Task goal ->
In the data below, which lines contain "marks"? List them by copying each one.

══ Source data

PR #373, opened 2022-05-06
adding calib-workflow

chiarazampolli:
@davidrohr , @shahor02 

@davidrohr : if you want, the function `add_semicolon_separated()` can be incorporated in `add_common_separated()` in a more general one where one passes also the separator.

Needed by https://github.com/AliceO2Group/AliceO2/pull/8736

### DIFF
--- a/DATA/common/setenv.sh
+++ b/DATA/common/setenv.sh
@@ -225,3 +225,22 @@ add_comma_separated()
     fi
   done
 }
+
+add_semicolon_separated()
+{
+  if (( $# < 2 )); then
+    echo "$# parameters received"
+    echo "Function name: ${FUNCNAME} expects at least 2 parameters:"
+    echo "it concatenates the string in 1st parameter by the following"
+    echo "ones, forming semi-colon-separated string. $# parameters received"
+    exit 1
+  fi
+
+  for ((i = 2; i <= $#; i++ )); do
+    if [[ -z ${!1} ]]; then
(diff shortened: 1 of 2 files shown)


davidrohr (approved):

davidrohr:
> Hi @davidrohr .
> 
> This setting work locally. Maybe it is good enough to start with?
> 
> Chiara

Sure, fine with me, please merge it when you think it is ready

chiarazampolli:
I will merge it, as it is not used in the FST (the extra function in setenv.sh is not called there). 
@davidrohr : can I then remove the WIP from the PR in O2, or should one wait that O2DPG is tagged? I mean, is the CI in O2 running with master of O2DPG?

davidrohr:
no need to wait for a tag, just merge here, and then remove the WIP in O2.

chiarazampolli:
Done, thanks for the feedback.

TimoWilken:
> @TimoWilken : The CI with the FST does only show up after a while, not immediately when the PR is created. Do you know why?

This is because the check is not marked as "required". In this case, GitHub doesn't know the check exists, and only marks it as "pending" once the CI builder reports it for the specific commit for the first time. This can take a bit of time if the builder is busy at the time the PR is submitted.

If it is "required", then GitHub marks it as "expected" until the CI builder reports it for the first time, whereupon it changes from "expected" to "pending".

════

Solved problem ->
This is because the check is not marked as "required". In this case, GitHub doesn't know the check exists, and only marks it as "pending" once the CI builder reports it for the specific commit for the first time. This can take a bit of time if the builder is busy at the time the PR is submitted.
If it is "required", then GitHub marks it as "expected" until the CI builder reports it for the first time, whereupon it changes from "expected" to "pending".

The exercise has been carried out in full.